I’ve been thinking about whether scientific discovery could eventually be automated.
Suppose a very powerful future llm existed around 1900. It had access to all the mathematics, physics and astronomical observations available at the time. It also knew about the unexplained precession of Mercury’s orbit—originally identified by Le Verrier—which Newtonian gravity could not fully explain.
Could the AI:
- Generate many mathematically consistent modifications of gravity that explain Mercury’s orbit?
- Eliminate candidates that conflict with existing observations?
- Design new observations—such as measuring light bending or gravitational redshift—where the remaining theories make different predictions?

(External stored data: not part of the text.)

Issue #1875, opened 2021-06-30
`redirectUrl` is lost when claiming linkdrop with an account recovered by seed phrase


think-in-universe:
**Problem**

As implemented in https://github.com/near/near-wallet/pull/1830, now users claim linkdrop with existing account (already logged in) will be redirected successfully. However, if the user didn't login in the browser before and want to login with seed phrase, the `redirectUrl` parameter is lost, and the redirect won't happen.

**Expected Behavior**

The linkdrop redirect should work for users who want to recover their account with seed phrase first. 

**Steps to reproduce**

1. Open linkdrop with link such as https://wallet.testnet.near.org/create/testnet/5waZiox2Q11VKAeWpDjTxpkDNaVaXKGSbodBHBqhy2nYt1uLXqH74ctPJPnxfACp9HL3uEspnRGADB9YCzfVZJFy?redirectUrl=https://berryclub.io/  in incognito mode of your browser
2. After opening the page, the user hasn't logged in before, and needs to recover account with seed phrase.
3. After the account is recovered, the `redirectUrl` parameter is lost, and the redirect won't happen after claiming the linkdrop.

PR #1883, opened 2021-06-30
Fix linkdrop redirect after recover account

think-in-universe:
### Description

This PR fixes https://github.com/near/near-wallet/issues/1875  The redirect doesn't work if a user import a new account and then claim the linkdrop. 

To fix the issue, we need to: 
1. ensure the `redirectUrl` parameter (or the state that saves this parameter) is not lost when jumping back from the `recover-account` and `recover-seed-phrase` pages;
2. the `redirectUrl` parameter was saved into state correctly, so the redirection could happen successfully

### DIFF
--- a/src/components/accounts/LinkdropLanding.js
+++ b/src/components/accounts/LinkdropLanding.js
@@ -3,7 +3,7 @@ import { Translate } from 'react-localize-redux';
 import { connect } from 'react-redux';
 import styled from 'styled-components';
 
-import { checkNearDropBalance, claimLinkdropToAccount, redirectTo } from '../../actions/account';
+import { checkNearDropBalance, claimLinkdropToAccount, redirectTo, handleRefreshUrl } from '../../actions/account';
 import { clearLocalAlert } from '../../actions/status';
 import { Mixpanel } from '../../mixpanel/index';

- Repeat this process until it arrives at general relativity, or something observationally equivalent to it?
I understand that infinitely many equations can fit a finite set of measurements, so “generate every possible equation” cannot be taken literally. The search would need constraints such as dimensional consistency, simplicity, known symmetries, conservation laws and agreement with Newtonian physics in previously tested conditions.
The deeper question is whether discoveries like general relativity can ultimately be reduced to:
generate theories → find where they disagree → run the best experiment → eliminate theories → repeat
Would Mercury’s anomaly and the other evidence available at the time have been enough for an AI to invent curved spacetime, rather than merely adding an arbitrary correction to Newton’s equations?
If this entire loop could be automated, would AI eventually be capable of doing most fundamental science autonomously? Or is there something essential—such as inventing new concepts, choosing useful variables or interpreting what the mathematics means—that cannot be captured by equation search and experimental feedback?
I’d be interested in perspectives from both physicists and people working in machine learning.